There has been a lot of debate recently about whether or not there can be any progress on the peace process without engagement with Hamas. Thus far the debate has been primarily talk or don’t talk. But the interesting conversation as far as I’m concerned is about how to talk.
Ghaith al-Omari writing at Middle East Progress and Brian Katulis posting on the Wonk Room lay out the potential pitfalls of direct engagement with Hamas. Omari writes:
In any engagement, Hamas—like any rational political actor—will seek to maximize its benefits and minimize its costs. It will use any international dialogue it can achieve to send one overriding message to its local, regional and global constituencies alike: namely, that it can maintain its positions regarding the peace process, Israel and the use of violence, while at the same time gaining international legitimacy. It will argue that it provides at least as many benefits as its secular opponents, without making any compromises. Engaging Hamas without the terms of engagement being clear and without it first paying the political price of admission to the international club—particularly by accepting the two-state solution and disarming—amounts to a political free lunch
I think this makes sense. Direct engagement by either Israel or the U.S. on full comprehensive peace talks with Hamas completely undermines Fatah and Abbas and sends the signal that Hamas can gain the domestic political benefits of refusing to acknowledge Israel’s right to exist, while at the same time being considered a credible international political actor. At the end, the result would be more an empowerment of Hamas then an opportunity to moderate it.

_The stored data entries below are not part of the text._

PR #13, opened 2020-12-16
Bug 1679378 - Implement the string metric type

brizental:


src/metrics/string.ts
```diff
@@ -0,0 +1,81 @@
...
+ * file, You can obtain one at http://mozilla.org/MPL/2.0/. */
+
+import Metric, { CommonMetricData } from "metrics";
+import Glean from "glean";
+import { isString } from "utils";
+
+export const MAX_LENGTH_VALUE = 100;
+
+export type StringMetricPayload = string;
+/**
```
Dexterp37, line 12:
```suggestion

/**
```

Uber-nit.

src/metrics/string.ts
```diff
@@ -0,0 +1,81 @@
...
+ *
+ * @returns A special Typescript value (which compiles down to a boolean)
+ *          stating wether `v` is a valid string metric payload.
+ */
+export function isStringMetricPayload(v: unknown): v is StringMetricPayload {
+  if (!isString(v)) {
+    return false;
+  }
+
+  if (v.length > MAX_LENGTH_VALUE) {
```
Dexterp37, line 30: Mh, i'm not sure we should do the check here. The fact that the string is "long" doesn't make it not a string :)

This is mostly for preventing people to hack the storage and put long strings in there? If so, I think we should not do that. There's many other ways to put big stuff in the ping, though, and we have no way to really prevent that from happening on the client. We should assume "good faith" I think. @brizental WDYT?

src/metrics/string.ts
```diff
@@ -0,0 +1,81 @@
...
+   * Gets the currently stored value as a string.
+   *
+   * This doesn't clear the stored value.
+   *
+   * @param ping the ping from which we want to retrieve this metrics value from.
+   *
+   * @returns The value found in storage or `undefined` if nothing was found.
+   */
+  async testGetValue(ping: string): Promise<StringMetricPayload | undefined> {
+    return Glean.db.getMetric(ping, isStringMetricPayload, this);
```
Dexterp37, line 77: Please add a todo for the test mode here, too, with the bug number

tests/metrics/boolean.spec.ts
```diff
@@ -9,6 +9,15 @@ import BooleanMetric from "metrics/boolean";
...
 
 describe("BooleanMetric", function() {
+  beforeEach(async function() {
+    // TODO: Replace this code with a resetGlean function, after Bug 1682769 is resolved.
+
+    // Reset upload enabled state, not to inerfere with other tests.
+    Glean.uploadEnabled = true;
+    // Clear the database.
+    await Glean.db.clearAll();
+  });
```
Dexterp37, line 19: You're now copying over the code in two places already: what about making a temporary testResetGlean function in this PR?

tests/metrics/string.spec.ts
```diff
@@ -0,0 +1,100 @@
...
+
+import assert from "assert";
+
+import Glean from "glean";
+import StringMetric, { MAX_LENGTH_VALUE } from "metrics/string";
+import { Lifetime } from "metrics";
+ 
+describe("StringMetric", function() {
+  beforeEach(async function() {
+    // TODO: Replace this code with a resetGlean function, after Bug 1682769 is resolved.
```
Dexterp37, line 13: See my comment about the temporary test reset function.

Dexterp37 (changes requested):
This looks pretty good already. there's just a few minor changes requested.

src/metrics/string.ts
brizental: > This is mostly for preventing people to hack the storage and put long strings in there?

This is a side effect, FWIW this check is not very effective against people hacking the storage anyways. Mostly it has to do with the fact that a valid string payload is not longer than 100 chars, and this function is checking if `v` is a valid string payload. We could go further and define a special Typescript type that is a "string not longer than 100 characters", I decided against that because I  thought it introduced unnecessary complexity.

> There's many other ways to put big stuff in the ping, though, and we have no way to really prevent that from happening on the client.

This check does prevents us from retrieving a string that is definitely wrong from the storage. It does not prevent us from getting values that were messed with, but are still valid strings payloads. Preventing that reliably would require more investigation and I am not even sure it's possible, honestly.

> @brizental WDYT?

Assuming that this function should not only check if something is a string but also if it is a valid string payload, I'd argue for leaving the check in. Long strings are not valid string payloads.

Dexterp37: >
> This check does prevents us from retrieving a string that is definitely wrong from the storage. It does not prevent us from getting values that were messed with, but are still valid strings payloads. Preventing that reliably would require more investigation and I am not even sure it's possible, honestly.

Please this as a comment above the size check.

brizental: I will add this as a comment note on the `getMetric` function, otherwise I'd have to copy paste that everywhere and also I think it makes more sense there. Commit incoming with that change :)

Dexterp37 (approved):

Still, there is the practical problem of the current violence, which undermines the peace process and causes many to suffer. Omari argues that through the Egyptians or another Arab state acting as an intermediary a ceasefire with Hamas can be arranged that results in a reduction in violence and greater mobility for Palestinians in and out of Gaza.
He then recommends going ahead more aggressively with the Annapolis process. This means Israel needs to get serious about a settlement freeze. And Fatah needs to get serious about building credible and less corrupt long-term institutions that gain greater support from the Palestinian people. Meanwhile, Israel and the United States also need to do everything they can to empower effective moderates inside the West Bank and Gaza, but not be seen as working too closely with them, which only serves to discredit these actors domestically. Over time, progress on this front, and the Palestinian Authority’s ability to deliver would discredit Hamas’ hardline views, forcing it to either moderate its positions and come to the negotiating table or risk losing political support.

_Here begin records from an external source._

PR #14, opened 2020-12-16
Bug 1679380 - Implement the counter metric type

brizental:
The second commit (008bce4) is a bonus. I am not sure that is a good pattern, but it does centralize payload validation instead of doing it in a bunch of different places and in different ways, and I think that at least is good. Please let me know what you think :)

### DIFF
--- a/src/database.ts
+++ b/src/database.ts
@@ -110,7 +110,7 @@ class Database {
    * @param metric The metric to record to.
    * @param transformFn The transformation function to apply to the currently persisted value.
    */
-  async transform(metric: Metric, transformFn: (v?: MetricPayload) => MetricPayload): Promise<void> {
+  async transform<T extends MetricPayload>(metric: Metric, transformFn: (v?: T) => T): Promise<void> {
     if (metric.disabled) {
       return;
     }
@@ -119,7 +119,7 @@ class Database {
     const storageKey = metric.identifier;
     for (const ping of metric.sendInPings) {
       const finalTransformFn = (v: StorageValue): Exclude<StorageValue, undefined> => {
-        if (!isUndefined(v) && !isMetricPayload(metric.type, v)) {
+        if (!isUndefined(v) && !isMetricPayload<T>(metric.type, v)) {
           throw new Error(`Unexpected value found for metric ${metric.identifier}: ${JSON.stringify(v)}.`);
         }
         return transformFn(v);
@@ -146,7 +146,6 @@ class Database {
    * Currently Glean.js does not include mechanisms to reliably prevent that.
    *
    * @param ping The ping from which we want to retrieve the given metric.
-   * @param validateFn A validation function to verify if persisted payload is in the correct format.
    * @param metric An object containing the information about the metric to retrieve.
    *
    * @returns The payload persisted for the given metric,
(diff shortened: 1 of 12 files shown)


src/database.ts
```diff
@@ -110,7 +110,7 @@ class Database {
    * @param metric The metric to record to.
    * @param transformFn The transformation function to apply to the currently persisted value.
    */
-  async transform(metric: Metric, transformFn: (v?: MetricPayload) => MetricPayload): Promise<void> {
+  async transform<T extends MetricPayload>(metric: Metric, transformFn: (v?: T) => T): Promise<void> {
```
Dexterp37, line 113: Good call.

src/metrics/counter.ts
```diff
@@ -0,0 +1,102 @@
...
+  }
+
+  if (v <= 0) {
+    return false;
+  }
+
+  return true;
+}
+
+class CounterMetric extends Metric {
```
Dexterp37, line 39: I now noticed that we're missing the class documentation. Can you kindly either file a bug or add it for this and the other metrics as well? Just copy over and adapt the one from the SDK

src/metrics/counter.ts
```diff
@@ -0,0 +1,102 @@
...
+  constructor(meta: CommonMetricData) {
+    super("counter", meta);
```
Dexterp37, line 41: I suspect we can do better than storing a string for each metric. Can you please file a bug about this?

src/metrics/counter.ts
```diff
@@ -0,0 +1,102 @@
...
+    if (amount <= 0) {
+      // TODO: record error once Bug 1682574 is resolved.
+      console.warn(`Attempted to add an invalid amount ${amount}. `);
+      return;
+    }
+
+    const transformFn = ((amount) => {
+      return (v?: CounterMetricPayload): CounterMetricPayload =>  {
+        let result = v ? v + amount : amount;
+        if (result > Number.MAX_SAFE_INTEGER) {
```
Dexterp37, line 74: Does this change the maximum representable number compared to the SDK?

Dexterp37 (changes requested):

src/metrics/counter.ts
brizental: SHISH, you are right. Nah, I can do it in this PR, no need for yet another bug.

src/metrics/counter.ts
brizental: We can have an enum (which will just compile down to a list of strings), like for Lifetime (see: https://github.com/mozilla/glean.js/blob/main/src/metrics/index.ts#L10-L17). Do you think that is better?

Dexterp37: Let's discuss about this in a separate bug. Storing one string per metric instance could be problematic, when it comes to memory consumption of the library. We should measure this along with the overall performances of Glean.js.

src/metrics/counter.ts
brizental: Good question, let me check... Actually is much larger then the maximum representable number on the SDK:

- Javascript: 9007199254740991
- Rust: 4294967295

src/metrics/counter.ts
brizental: FWIW now that I think about we can also just remove the type have `instaceof` checks for checking the metric type. I'll file an investigation bug.

brizental: https://bugzilla.mozilla.org/show_bug.cgi?id=1682864

Dexterp37 (approved):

Instinctively, as progressives, we view talking directly to those we disagree with as a low-cost pragmatic approach to solving problems or at least looking for areas of possible agreement. But in this case, as opposed to Iran for example, there is a real cost. In the case of Iran, outside of the institutions of the Iranian state, there aren’t any credible powerbrokers. So, the choice is either to engage in talks on common issues of concern or to just continue down the current path of antagonism. But in the case of the Palestinians there are two alternatives and it’s important to take into account the internal political impact that directly engaging Hamas in long-term peace negotiations, without forcing it to first make the politically difficult compromise of recognizing Israel and renouncing violence, would have on Fatah.